すると、次の日、黒板に俺と亮がキスしてる写真が貼られていた。

「これ…お前らマジだったんだな」
「正直、引くわ」
「佐藤ってゲイぽかったもんな」
「七瀬君のこと私、好きだったのに」
「佐藤が無理矢理、七瀬を付き合わせたらしいよ」
「最低じゃん」

一枚の写真から色んな噂が広がっていった。

「…佐藤君」
「な、何?…」
「七瀬君と別れてあげて!あんたが無理矢理やってるの知ってるんだからね!」
「あ、はい」

俺はとりあえず、返事をして女の子から離れる。

「…亮」
「亮くん!あっち行こうよ!」
「七瀬、ほら行こうぜ」
「え、ちょ…」

何故だか、皆んなが俺と亮を遠ざける。亮はちゃんと抵抗してくれるけど、俺は諦めて席に着いた。

「…」
「雪」
「……何」
「あーあ、…みんなからあんなこと言われて可哀想」
「別に、慎二には関係ないじゃん」

俺は本を取り出して読む。

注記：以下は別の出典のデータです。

PR #83, opened 2016-07-22
bump tchannel in integration tests

mennopruijssers:
Current tchannel is outdated. By bumping it, the tests become compatible with node v4. (due to updated sse4_crc32.)


mennopruijssers:
Closing; tchannel is already udpated

PR #84, opened 2016-08-09
Sigterm from tick-cluster

mennopruijssers:
To assist in testing self eviction add sending `SIGTERM` to kill running processes.
Note: dependent on `SIGTERM` handling in testpop (see uber/ringpop-node#301)

### DIFF
--- a/tools/tick-cluster.js
+++ b/tools/tick-cluster.js
@@ -559,7 +559,7 @@ function displayMenu(logFn) {
     logFn('\th\t\tHelp menu');
     logFn('\tj\t\tJoin nodes');
     logFn('\tk <count>\tKill processes');
-    logFn('\tm <count>\Terminae processes');
+    logFn('\tm <count>\tTerminate processes');
     logFn('\tK\t\tRevive suspended or killed processes');
     logFn('\tl <count>\tSuspend processes');
     logFn('\tp\t\tPrint out protocol stats');
--- a/tools/tick-cluster.js
+++ b/tools/tick-cluster.js
@@ -505,9 +505,17 @@ function terminateProc(count) {
         .value();
 
     _.each(processesToKill, function kill(proc) {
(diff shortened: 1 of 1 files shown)


tools/tick-cluster.js
```diff
@@ -493,6 +498,19 @@ function killAllProcs() {
...
+function terminateProc(count) {
+    var processesToKill = _.chain(procs)
+        .filter(function (proc) { return !proc.killed && !proc.suspended; })
+        .sampleSize(+count)
+        .value();
+
+    _.each(processesToKill, function kill(proc) {
+        logMsg(proc.port, color.green('pid ' + proc.pid) + color.red(' randomly selected for termination'));
+        process.kill(proc.proc.pid, 'SIGTERM');
+        proc.killed = Date.now();
```
thanodnl: I think we need to set a timeout a couple of seconds to verify that the application has been shutdown because an application can consume the `SIGTERM` without actually quitting. If the application did not stop after that timeout is should be send `SIGKILL`.

mennopruijssers: Shouldn't that be a manual step of the tick-cluster user (`k`)?

thanodnl:
LGTM

tools/tick-cluster.js
btromanova: I agree with Nils. Probably we should put process to killed only when it's actually killed.

tools/tick-cluster.js
```diff
@@ -541,6 +567,7 @@ function displayMenu(logFn) {
     logFn('\th\t\tHelp menu');
     logFn('\tj\t\tJoin nodes');
     logFn('\tk <count>\tKill processes');
+    logFn('\tm <count>\tTerminate processes');
```
thanodnl: can this be moved down a bit to keep the letters in alphabetical order

btromanova:
lgtm

PR #85, opened 2016-08-24
Add integration test for self-eviction

mennopruijssers:
This test validates self-eviction by:
- stop gossiping in the whole cluster
- send a `SIGTERM ` to SUT
- validate if the SUT declares itself as faulty by pinging other members with the change

### DIFF
--- a/test/self-eviction-tests.js
+++ b/test/self-eviction-tests.js
@@ -60,8 +60,12 @@ function assertValidPings(t, tc, n) {
             type: events.Types.Ping,
             direction: 'request'
         });
+
         if (pings.length === 0) {
-            return cb(null);
+            // We should have at least one ping here,
+            // otherwise self-eviction is not working.
+            t.fail('no pings received');
+            return cb(pings);
         }
 
         var maxPings = Math.ceil(n * 0.4);
--- a/test/self-eviction-tests.js
+++ b/test/self-eviction-tests.js
@@ -51,6 +51,7 @@ test2('self eviction changes state to faulty and pings members', getClusterSizes
  *
  * @param t the current test suite
  * @param tc the test coordinated
+ * @param n the number of servers in the cluster
  * @return {assertValidPings} the assert functions
  */
 function assertValidPings(t, tc, n) {
--- a/test/self-eviction-tests.js
+++ b/test/self-eviction-tests.js
@@ -1,0 +1,82 @@
+// Copyright (c) 2016 Uber Technologies, Inc.
+//
+// Permission is hereby granted, free of charge, to any person obtaining a copy
+// of this software and associated documentation files (the "Software"), to deal
+// in the Software without restriction, including without limitation the rights
+// to use, copy, modify, merge, publish, distribute, sublicense, and/or sell
+// copies of the Software, and to permit persons to whom the Software is
+// furnished to do so, subject to the following conditions:
+//
+// The above copyright notice and this permission notice shall be included in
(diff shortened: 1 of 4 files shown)


test/test-coordinator.js
```diff
@@ -303,7 +303,7 @@ TestCoordinator.prototype.shutdown = function shutdown() {
     if(this.adminChannel.topChannel.destroyed === false) {
         this.adminChannel.topChannel.close();
     }
-    this.sutProc.kill();
+    this.sutProc.kill('SIGKILL');
```
mennopruijssers: This change is necessary to force kill the the sut when the test is completed.

test/self-eviction-tests.js
```diff
@@ -0,0 +1,82 @@
...
+var test2 = require('./test-util').test2;
+
+
+test2('self eviction changes state to faulty and pings members', getClusterSizes(2), 2000000, prepareCluster(function(t, tc, n) {
+    return [
+        // disable pinging from fake nodes
+        dsl.disableAllNodesPing(t, tc),
+
+        // stop gossiping on SUT
+        dsl.stopGossip(t, tc),
```
btromanova: Can you pls add a comment to justify stopGossip and disableAllNodesPing?

test/self-eviction-tests.js
```diff
@@ -0,0 +1,82 @@
...
+        var pings = _.filter(list, {
+            type: events.Types.Ping,
+            direction: 'request'
+        });
+        if (pings.length === 0) {
+            return cb(list);
+        }
+
+        var maxPings = Math.ceil(n * 0.4);
+        t.ok(pings.length <= maxPings, 'number of pings does not exceed 40% of cluster');
```
btromanova: Do we need also to check that at least some number of pings are sent?

mennopruijssers: Good catch. I changed line 62 to `return cb(null)`. That'll make sure the assertValidPings method is rerun if there are 0 pings.

btromanova:
lgtm

test/self-eviction-tests.js
```diff
@@ -0,0 +1,83 @@
...
+}));
+
+/**
+ * Validate the pings. Assert that:
+ * - the number of pings doesn't exceed 40% of the cluster
+ * - the pings are all to different members
+ * - the pings should declare the SUT faulty and originate from the SUT itself
+ *
+ * @param t the current test suite
+ * @param tc the test coordinated
```
thanodnl: the param for `n` is missing.

test/self-eviction-tests.js
```diff
@@ -0,0 +1,83 @@
...
+ * @return {assertValidPings} the assert functions
+ */
+function assertValidPings(t, tc, n) {
+    return function assertValidPings(list, cb) {
+        var pings = _.filter(list, {
+            type: events.Types.Ping,
+            direction: 'request'
+        });
+        if (pings.length === 0) {
```
thanodnl: If I remember correctly this assertion function will be called for every incoming packet directly. This branch will not be hit as soon as the first faulty declaration is received. causing all subsequent  assertions to only be done on the first ping.

I think we should change the `pings.length === 0` to `pings.length !== expectedFaultyPings` to make sure we assert on the correct set of pings.

mennopruijssers: It's called after `waitForGracefulShutdown` (which waits until the process is exited).

PR #86, opened 2016-08-24
Add integration tests for ringpop-labels

thanodnl:
This PR adds tests for the labels feature in ringpop to the integration test suit. Currently the feature is only implemented in ringpop-go and the test is a non mandatory test for now and enabled via the `--enable-feature labels` command line option.

### DIFF
--- a/schema/change.json
+++ b/schema/change.json
@@ -28,12 +28,7 @@
             "type": "boolean"
         },
         "labels": {
-            "type": "object",
-            "patternProperties": {
-                "^.*$": {
-                    "type": "string"
-                }
-            }
+            "$ref": "/Labels"
         }
     },
     "required": [
--- a/schema/change.json
+++ b/schema/change.json
@@ -26,6 +26,14 @@
         },
         "tombstone": {
             "type": "boolean"
+        },
+        "labels": {
+            "type": "object",
+            "patternProperties": {
+                "^.*$": {
+                    "type": "string"
+                }
+            }
         }
     },
     "required": [
--- a/schema/labels.json
+++ b/schema/labels.json
@@ -1,0 +1,10 @@
+{
+    "id": "/Labels",
+    "title": "Labels",
+    "type": "object",
+    "patternProperties": {
+        "^.*$": {
+            "type": "string"
+        }
+    }
+}
--- a/test/fake-node.js
+++ b/test/fake-node.js
@@ -111,12 +111,22 @@ FakeNode.prototype.shutdown = function shutdown() {
 };
 
 FakeNode.prototype.toMemberInfo = function toMemberInfo() {
-    return {
+    var memberInfo = {
         host: this.host,
         port: this.port,
         status: this.status,
         incarnationNumber: this.incarnationNumber,
     };
+
+    if (this.labels) {
+        // the easiest way to get the labels in the join response.
+        if (!memberInfo.extraFields) {
+            memberInfo.extraFields = {};
+        }
+        memberInfo.extraFields.labels = this.labels;
+    }
+
+    return memberInfo;
 };
 
 FakeNode.prototype.changeEndpoint = function modifyEndpoint(endpoint, handler) {
@@ -127,6 +137,8 @@ FakeNode.prototype.changeEndpoint = function modifyEndpoint(endpoint, handler) {
 // Useful, e.g., for partitioning tests.
 FakeNode.prototype.joinHandler = function joinHandler(req, res, arg2, arg3) {
     var membership = this.membership || this.coordinator.getMembership();
+
+    console.log("membership:",JSON.stringify(membership, null, 2));
     return handleJoin(req, res, this.toMemberInfo(), membership, this.coordinator.checksum);
 };
 
--- a/test/fake-node.js
+++ b/test/fake-node.js
@@ -137,8 +137,6 @@ FakeNode.prototype.changeEndpoint = function modifyEndpoint(endpoint, handler) {
 // Useful, e.g., for partitioning tests.
 FakeNode.prototype.joinHandler = function joinHandler(req, res, arg2, arg3) {
     var membership = this.membership || this.coordinator.getMembership();
-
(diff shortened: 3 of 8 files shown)


test/fake-node.js
```diff
@@ -127,6 +137,8 @@ FakeNode.prototype.changeEndpoint = function modifyEndpoint(endpoint, handler) {
 // Useful, e.g., for partitioning tests.
 FakeNode.prototype.joinHandler = function joinHandler(req, res, arg2, arg3) {
     var membership = this.membership || this.coordinator.getMembership();
+
+    console.log("membership:",JSON.stringify(membership, null, 2));
```
thanodnl: need to remove this log line.

schema/change.json
```diff
@@ -26,6 +26,14 @@
         },
         "tombstone": {
             "type": "boolean"
+        },
+        "labels": {
```
mennopruijssers: It might be nice to extract the next couple of lines in it's own object and re-use it from `admin-stats-response.json`

test/labels.js
```diff
@@ -0,0 +1,349 @@
...
+                1: { labels: labels2 }
+            }),
+        ];
+    })
+);
+
+// since nodes might miss updates on changes they should always accept labels if
+// the status updates, even if these labels differ from the labels that were
+// previously known to the node.
+function testLabelOverrideOnStatusChange(firstStatus, secondStatus) {
```
mennopruijssers: I would prefer if this function is nearby the callers (starting on line 334)

test/membership-checksum.js
```diff
@@ -31,9 +31,47 @@ function generateChecksumString(members) {
...
             var address = member.address || (member.host + ':' + member.port);
-            return address +
-                    member.status +
-                    member.incarnationNumber
+
+            var labelChecksum = 0;
+
+            if (member.labels) {
+                Object.keys(member.labels).forEach(function (key) {
+                    var keyBuffer = new Buffer(key);
```
mennopruijssers: nonblocking but you could just create one buffer and append on it

mennopruijssers:
Looks really good! Three non-blocking nits (and the `console.log` you already found)

test/labels.js
thanodnl: I agree, for readability the invocations will be first and the definition later.

test/membership-checksum.js
thanodnl: buffers in nodejs can't be resized after initialization. Since the size of the required buffer is unknown due to the encoding of strings this was the easiest way of calculating the final buffer.

schema/change.json
thanodnl: The definition of labels has been extracted.

test/membership-checksum.js
mennopruijssers: `var bufferLength = 4 + Buffer.byteLength(key) + 4 + Buffer. byteLength(member.labels[key])`?

schema/labels.json
```diff
@@ -0,0 +1,10 @@
+{
+    "id": "/Labels",
+    "title": "Labels",
+    "type": "object",
+    "patternProperties": {
+        "^.*$": {
```
mennopruijssers: 👍 !

test/membership-checksum.js
```diff
@@ -31,9 +31,45 @@ function generateChecksumString(members) {
...
+                    var pos = 0;
+                    var buf = new Buffer(8 + keyLength + valueLength);
+                    buf.writeInt32BE(keyLength, pos);
+                    pos += 4
+                    pos += buf.write(key, pos);
+                    buf.writeInt32BE(valueLength, pos);
+                    pos += 4
+                    pos += buf.write(value, pos);
+
+                    labelChecksum ^= farmhash.fingerprint32(buf);
```
mennopruijssers: ❤️

mennopruijssers:
LGTM!

test/labels.js
```diff
@@ -0,0 +1,349 @@
...
+        dsl.assertStats(t, tc, n+1, 0, 0, {
+            1: {
+                labels: undefined
+            }
+        }),
+    ];})
+);
+
+// The most likely assert to fail will be the last assert in this test where the
+// winning labels are compaired to the labels that were chosen after the first
```
dansimau: s/compaired/compared

test/labels.js
```diff
@@ -0,0 +1,349 @@
...
+// round of label gossipping
+test2('ringpop should deterministically pick labels on conflict', getClusterSizes(2), 20000,
+    prepareCluster(function(t, tc, n) {
+        // keep track of the labels that won the first time around
+        var winningLabels = {};
+
+        // two pairs of labels
+        var labels1 = { "hello": "world" };
+        var labels2 = { "hello": "goodbey" };
```
dansimau: Is `goodbey` a typo, or did you mean, like, you're telling your significant other that he/she has been good?

beyonce wink

test/labels.js
```diff
@@ -0,0 +1,349 @@
...
+            // as the first iteration to ensure convergence when there are
+            // conflicting labels being gossipped around.
+            dsl.assertMembership(t, tc, {
+                1: {
+                    labels: winningLabels
+                }
+            }),
+        ];
+    })
+);
```
dansimau: Nice one

dansimau:
Looks pretty awesome. Just one question: are we testing upgrade/rollback behaviours in here?

thanodnl:
The integration tests don't really test the upgrade/rollback behavior of ringpop. It is a great idea but I am not sure that it can be easily tested. Most often what actually happens goes into your gut feeling so I think it is best to keep testing those paths with a test cluster.

When I ran an upgrade without using labels it worked as always. No faulties, no fullsyncs. When having labels set during an upgrade or rollback there is slightly more gossip due to continues reincarnation of nodes with labels. The old version will treat the member as if it has no labels and gossips that around, this will reach the member in question which disagrees and reincarnates.

If you have ideas on how to test these scenarios it would be great to have a chat about it.

dansimau:
Sweet, LGTM

PR #87, opened 2016-08-26
Validate schema of events after test is complete

mennopruijssers:
Before this PR, we were validating each event when it happens. Especially on slower machines (e.g. travis), the impact is severe enough to interfere with some tests. Local testing showed that (with cpu throttled to 5%), event validation takes over 2.5 seconds for the bidirectional full sync tests.

### DIFF
--- a/test/ringpop-assert.js
+++ b/test/ringpop-assert.js
@@ -705,11 +705,10 @@ function enableNode(t, tc, ix, incarnationNumber) {
     return f;
 }
 
-function createValidateEvent(t, tc) {
-    var Validator = jsonschema.Validator;
-    var validator = new Validator();
+function createEventValidator(t) {
+    var validator = new jsonschema.Validator();
 
-    // load all json schema files and add them to the valicator
+    // load all json schema files and add them to the validator
     var schemaFiles = glob.sync("../schema/*.json",{cwd:__dirname});
     schemaFiles.forEach(function (schemaFile) {
         validator.addSchema(require(schemaFile));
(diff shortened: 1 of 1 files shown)


test/ringpop-assert.js
```diff
@@ -791,11 +790,10 @@ function createValidateEvent(t, tc) {
 function validate(t, tc, scheme, deadline) {
     var fns = scheme;
     var cursor = 0;
+    var allEvents = [];
     var eventList = [];
 
-    tc.on('event', createValidateEvent(t, tc));
```
mennopruijssers: Validation is moved to line 866

test/ringpop-assert.js
```diff
@@ -824,12 +822,7 @@ function validate(t, tc, scheme, deadline) {
         inProgress = true;
 
         if(cursor >= fns.length) {
-            clearTimeout(timer);
-            t.ok(true, 'validate done: all functions passed');
-            tc.shutdown();
-            tc.removeAllListeners('event');
-            tc.removeAllListeners('sut-died');
-            t.end();
+            progressionComplete();
```
mennopruijssers: These lines are extracted in the `progressionComplete`-function.

test/ringpop-assert.js
```diff
@@ -858,8 +851,23 @@ function validate(t, tc, scheme, deadline) {
 
     tc.on('event', function(event) {
         eventList.push(event);
+        allEvents.push(event);
```
mennopruijssers: We need a second list, because events that are handled by the test are removed from the `eventList`.

severb:
LGTM!

PR #88, opened 2016-09-13
Fix flappy integration test

mennopruijssers:
This PR fixes three issues:
- [x] A race condition where a test completes and times out at the same time: this is fixed by breaking out the event-loop early after a time out.
- [x] Start running the test before the SUT is ready: fixed by waiting for an initial ping from the SUT.
- [x] The implementation of lookup in the integration tests is incorrect. Sometimes it returns an incorrect result

### DIFF
--- a/test/test-coordinator.js
+++ b/test/test-coordinator.js
@@ -102,36 +102,34 @@ TestCoordinator.prototype.lookup = function(key) {
     });
     hostPorts.push(this.sutHostPort);
 
-    // iterate over all hosts
-    var allHashes = [];
-    hostPorts.forEach(function (hostPort) {
+    var minimumHash, minimumNode;
+    var bestHash, bestNode;
+
+    hostPorts.forEach(function (hostPort){
         // iterate over all vnodes for that host
         for (var i=0; i<self.replicaPoints; i++) {
-            var currentHash = farmhash.fingerprint32(hostPort + i);
-            allHashes.push({node: hostPort, hash: currentHash});
-        }
-    });
+            var vNodeHash = farmhash.fingerprint32(hostPort + i);
 
-    allHashes = allHashes.sort(function(a, b) {
-        return a.hash - b.hash;
-    });
+            if (minimumHash === undefined || vNodeHash < minimumHash) {
+                minimumHash = vNodeHash;
+                minimumNode = hostPort;
+            }
 
-    var nodeHash;
-
-    if (allHashes[allHashes.length - 1].hash < hash) {
-        // If the last hash is smaller than the hash of the key we need to wrap around.
-        nodeHash = allHashes[0];
-    } else {
-
-        for (var i = 0; i < allHashes.length; i++) {
-            if (allHashes[i].hash >= hash) {
-                nodeHash = allHashes[i];
-                break;
+            // If the vnodehash is after the hash and before the current best, select it.
+            if (vNodeHash >= hash && (bestHash === undefined || vNodeHash < bestHash)) {
+                bestHash = vNodeHash;
+                bestNode = hostPort;
             }
         }
-    }
+    });
 
-    return nodeHash.node;
+    // All vNodes are below the key: wrap around
+    if (bestNode === undefined) {
+        return minimumNode;
+    }
+    else {
+        return bestNode;
+    }
 };
 
 TestCoordinator.prototype.createFakeNode = function createFakeNode() {
@@ -327,7 +325,6 @@ TestCoordinator.prototype.createHostsFile = function createHostsFile(hostPortLis
     if (!hostPortList) {
         hostPortList = this.getStandardHostPortList();
     }
-    console.log('hosts: ', hostPortList);
     fs.writeFileSync(this.hostsFile, JSON.stringify(hostPortList));
 };
 
--- a/test/test-coordinator.js
+++ b/test/test-coordinator.js
@@ -95,21 +95,7 @@ require('util').inherits(TestCoordinator, events.EventEmitter);
 
 TestCoordinator.prototype.lookup = function(key) {
     var self = this;
-
-    var matchingNode;
-    var matchingHash;
-    var minimumNode;
-    var minimumHash;
-
     var hash = farmhash.fingerprint32(key);
-
-    function isBetterMatch(newHash) {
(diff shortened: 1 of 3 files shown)


mennopruijssers:
Test's pass locally on both go and node:

ringpop-go:
```
make test-integration
test/run-integration-tests
[fetch ringpop-common] + cd test/ringpop-common
[fetch ringpop-common] + git fetch origin fix-flappy
[build testpop] + make testpop
[build testpop] rm -f testpop
[build testpop] go build ./scripts/testpop/
[fetch ringpop-common] From ssh://github.com/uber/ringpop-common
[fetch ringpop-common]  * branch            fix-flappy -> FETCH_HEAD
[fetch ringpop-common] + git checkout FETCH_HEAD
[fetch ringpop-common] Previous HEAD position was 4e35f91... wait for first ping in prepare cluster
[fetch ringpop-common] HEAD is now at 0209af7... Don’t conumse initial ping
[fetch ringpop-common] + cd -
[fetch ringpop-common] + cd test/ringpop-common/test
[fetch ringpop-common] + cd -
[test-runner] Running test for cluster size 1...
[test-runner] Running test for cluster size 2...
[test-runner] Running test for cluster size 3...
[test-runner] Running test for cluster size 4...
[test-runner] Running test for cluster size 5...
[test-runner] Running test for cluster size 10...
Tests passed
```

ringpop-node
```
npm run test-shared-integration-tests

> ringpop@10.15.0 test-shared-integration-tests /Users/menno/Sources/Uber/nodejs/ringpop-node
> test/run-shared-integration-tests

[fetch ringpop-common] + cd test/ringpop-common
[fetch ringpop-common] + git fetch origin fix-flappy
[fetch ringpop-common] From ssh://github.com/uber/ringpop-common
[fetch ringpop-common]  * branch            fix-flappy -> FETCH_HEAD
[fetch ringpop-common] + git checkout FETCH_HEAD
[fetch ringpop-common] Previous HEAD position was 4e35f91... wait for first ping in prepare cluster
[fetch ringpop-common] HEAD is now at 0209af7... Don’t conumse initial ping
[fetch ringpop-common] + cd -
[fetch ringpop-common] + cd test/ringpop-common/test
[fetch ringpop-common] + npm install
[fetch ringpop-common] npm WARN package.json ringpop-common@0.0.1 No license field.
[fetch ringpop-common] + cd -
[test-runner] Running test for cluster size 1...
[test-runner] Running test for cluster size 2...
[test-runner] Running test for cluster size 3...
[test-runner] Running test for cluster size 4...
[test-runner] Running test for cluster size 5...
[test-runner] Running test for cluster size 10...
Tests passed
```

test/test-util.js
```diff
@@ -121,8 +121,9 @@ function testStateTransitions(ns, initial, newState, finalState, incNoDelta, sta
 function prepareCluster(insert_fns) {
     return function(t, tc, n) {
         return [
-            dsl.assertDetectChecksumMethod(t, tc),
+            dsl.waitForPing(t, tc, false),
```
thanodnl: Maybe we should describe why we are waiting for a ping, and why we don't consume it. Both are very subtile but important facts.

thanodnl:
LGTM

thanodnl:
Nice find on the bug in the lookup function of the test coordinator, fix is legit.

test/test-util.js
```diff
@@ -121,8 +121,13 @@ function testStateTransitions(ns, initial, newState, finalState, incNoDelta, sta
 function prepareCluster(insert_fns) {
     return function(t, tc, n) {
         return [
-            dsl.assertDetectChecksumMethod(t, tc),
+            // By waiting for the first ping we make sure the SUT is ready to go.
+            // We don't consume it so other tests (especially the ping-tests)
+            // can still assert implementation details related to ping distribution.
+            dsl.waitForPing(t, tc, false),
```
CorgiMan: I'm a bit confused. Shouldn't the joins happen before the joins?

test/test-coordinator.js
```diff
@@ -95,42 +95,43 @@ require('util').inherits(TestCoordinator, events.EventEmitter);
...
-        return false;
-    }
-
     var hostPorts = this.fakeNodes.map(function (fn) {
         return fn.getHostPort();
     });
     hostPorts.push(this.sutHostPort);
 
     // iterate over all hosts
+    var allHashes = [];
```
CorgiMan: I found this hard to follow but maybe I'm just looking at it differently.

Can't we just do something like:
```
var min = Infinity;
var node = undefined;

hostPorts.forEach(function (hostPort) {
  for (var i=0; i<self.replicaPoints; i++) {
    var replica = farmhash.fingerprint32(hostPort + i);
    var dist = Math.min(replica - hash, replica-hash + Math.pow(2, 32))
    if (dist < min) {
        min = dist;
        node = hostPort;
    }
  }
}
```

Again, I could just be looking at it differently miss a subtlety..

test/test-util.js
mennopruijssers: The idea behind it is to wait until the node starts pinging. At that point we can consider it to be fully ready and start running the other validations.

test/test-coordinator.js
mennopruijssers: I agree that it's pretty hard to follow but I'm not sure if you're version is the most readable option. I'll try to restructure this method again to try to improve it even further.

test/test-util.js
CorgiMan: But wouldn't it make sense to first wait for the joins, and then for the pinging. I don't think the node will ping before it has joined.

test/test-coordinator.js
CorgiMan: Some comment's will also be sufficient.

test/test-util.js
mennopruijssers: Makes sense, I'll reorder them

mennopruijssers: After a discussion with Nils we changed it back (and added a comment). The reason why we're waiting for the initial ping first is so we wait until the node is fully ready before checking the number of joins. This way we're able to detect if there are too many joins during standup.

CorgiMan: makes sense, thanks!

CorgiMan:
Looks good!

PR #89, opened 2016-12-06
Allow multiple checksums

mennopruijssers:
uber/ringpop-go#192 adds support for multiple checksums. This PR makes the required changes to the protocol schema.

### DIFF
--- a/schema/admin-stats-response.json
+++ b/schema/admin-stats-response.json
@@ -115,6 +115,14 @@
                 "checksum": {
                     "type": "number"
                 },
+                "checksums": {
+                    "type": "object",
+                    "patternProperties": {
+                        "^.*$": {
+                            "type": "number"
+                        }
+                    }
+                },
                 "servers": {
                     "type": "array",
                     "items": {


schema/admin-stats-response.json
```diff
@@ -115,6 +115,14 @@
                 "checksum": {
                     "type": "number"
                 },
+                "checksums": {
```
mennopruijssers: Since ringpop-node doesn't support it yet, `checksums` is not added to the list with required properties.

dansimau: 👍

schema/admin-stats-response.json
```diff
@@ -115,6 +115,14 @@
...
+                    "type": "object",
+                    "patternProperties": {
+                        "^.*$": {
+                            "type": "number"
```
dansimau: A checksum is always a number?

mennopruijssers: For now yes (and I don't see any reason to change it in the future)

dansimau: The result of a `farmhash` is always a number. That's the bit I was missing (I thought it was alphanumeric). Cool, thanks!

PR #90, opened 2016-12-06
Add integration tests for lookups

mennopruijssers:
Integration tests for `lookups` were missing. Since we're touching it for identity carryover, the right thing to do is add them so we're sure we don't break backwards compatibility.


mennopruijssers:
> Do you think we should assert the result of lookups when a member has transitioned to other statuses too (e.g. suspect, etc)?

Makes sense, I'll add those as well.

PR #91, opened 2016-12-13
Allow initial labels

mennopruijssers:
A pre-requirement for identity-carryover is support to set labels before bootstrapping. 
To improve support for labels and extend this with labels set before bootstrapping, 
- Add labels to `join-request` and `join-response` schema.
- store and propagate labels from SUT and fake nodes correctly

### DIFF
--- a/test/ringpop-assert.js
+++ b/test/ringpop-assert.js
@@ -52,8 +52,10 @@ function waitForJoins(t, tc, n) {
         t.equals(joins.length, n, 'check number of joins',
             errDetails({journal: _.pluck(list, 'endpoint')}));
 
-        //XXX: a bit inappropriate to get sutIncarnationNumber like this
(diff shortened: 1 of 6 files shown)


test/ringpop-assert.js
```diff
@@ -52,8 +52,10 @@ function waitForJoins(t, tc, n) {
         t.equals(joins.length, n, 'check number of joins',
             errDetails({journal: _.pluck(list, 'endpoint')}));
 
-        //XXX: a bit inappropriate to get sutIncarnationNumber like this
-        tc.test_state['sutIncarnationNumber'] = safeJSONParse(joins[0].arg3).incarnationNumber;
+        //XXX: a bit inappropriate to set internal state like this
+        var joinRequest = safeJSONParse(joins[0].arg3);
```
thanodnl: I think you can use `.body` here as a parsed version of `arg3` already. It hasn't been changed throughout the code, but now that you are changing it you might as well use it.

PR #94, opened 2016-12-19
Fix instructions to require modules

dschenkelman:
Changed `require('TChannel')` to `require('tchannel')`. The module name is correct in the latter.


mennopruijssers:
@dschenkelman thanks for improving the docs! If you sign or [CLA](https://cla-assistant.io/uber/ringpop-common?pullRequest=94), I'll make sure this is merged to master. Thanks!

すると、慎二はつまんなそうに席に戻った。

(亮なら、ちゃんと戻ってくるし…)

と言いながら少しだけ、不安だった。

「亮、お昼…」
「お昼は私たちと食べるからごめんね」
「そうなんだよね、だから1人で食べてくれる?」
「何勝手に決めてんだよ?雪、行こう」

皆んなを押し退けて俺の手を取ってくれる亮に泣きそうになってしまう。

「フフ、泣かないで」
「ごめん…」

俺は教室の真ん中で亮に抱きついてしまった。すると、誰かが亮を引っ張った。

「あ!ちょっと!」
「おい、七瀬!大丈夫かよ?」
「亮くん、佐藤君に構わなくていいんだよ?」

俺は誰かに突き飛ばされる。亮は心配したように、手を差し伸べようとしたが、誰かがそれを止めた。

「ダメだよ!ちゃんと嫌だって言わなきゃ!」
「は?何言って…」
「おい佐藤!お前さ、七瀬に謝れよ!」

「土下座」という言葉がして、皆んなから一斉に色々言われる。

(どうしようどうしようどうしようどうしようどうしようどうしようどうしようどうしようどうしよう)

「おい、佐藤!早くしろよ」
「違う!俺から雪に告白したんだ!」
「え…」

亮がクラスメイトの手を払って俺の事を優しく抱きしめた。

「…亮」
「行こう」

俺は手を引っ張られて、廊下に出ようとする。でも、皆んなが止めようとした。

「…おい、七瀬。無理しないんでいいんだ。ちゃんと言ってくれよ」
「は?」
「私たちクラスメイトじゃん!佐藤君が七瀬君をこの写真で脅したんだよね?」

(そんな風に広まったんだ…まぁ、元々俺はクラスメイトとそんなに仲良くなかったし当たり前だよね)

亮は俺の手をぎゅっと握った。

「どけ」

俺の手を引っ張って、廊下に出る。そして、屋上まで行った。

「雪、おいで」 
「っ!亮!」 
「ごめんね」
「亮のせいじゃないもん!…カッコよかったよ」

亮にちゅっとキスをすると、キスが返ってくる。
俺は教室に戻りたくなくて体調不良ということで早退することにした。
戻ったら慎二がいるし、皆んなから色々言われるし…

「じゃあ、荷物とってくるね」
「うん…ありがとう」

亮が荷物を取りに行ってくれて、俺は保健室に向かった。
なんとか、早退できるみたいだ。

「雪!」
「あ、ごめんね」
「ううん、全然大丈夫!」
「皆んなから何か言われた?」
「あー…うん、まぁ」

何だか言いにくそうな顔をした。まぁ、どうせ俺と別れろとかなんとか言ってるのだろう。

(慎二には気をつけなくちゃな)

俺は1人で学校から帰った。家には誰もいない。

「多分、早退のこと伝わってるよね?」

俺は部屋に戻りベットに転がった。

「…亮」

俺は昔から何かと虐められる。性格が弱々しいとか、目が気に入らないとか、色々理由はある。

俺は今まで『熟年夫婦』なんて呼ばれていたから祝福されると思っていた。
けど、実際はそんなことなかった。

すると、メッセージが届く。正直、今は携帯とか見たくないけど亮からだったら大変なので一応見る。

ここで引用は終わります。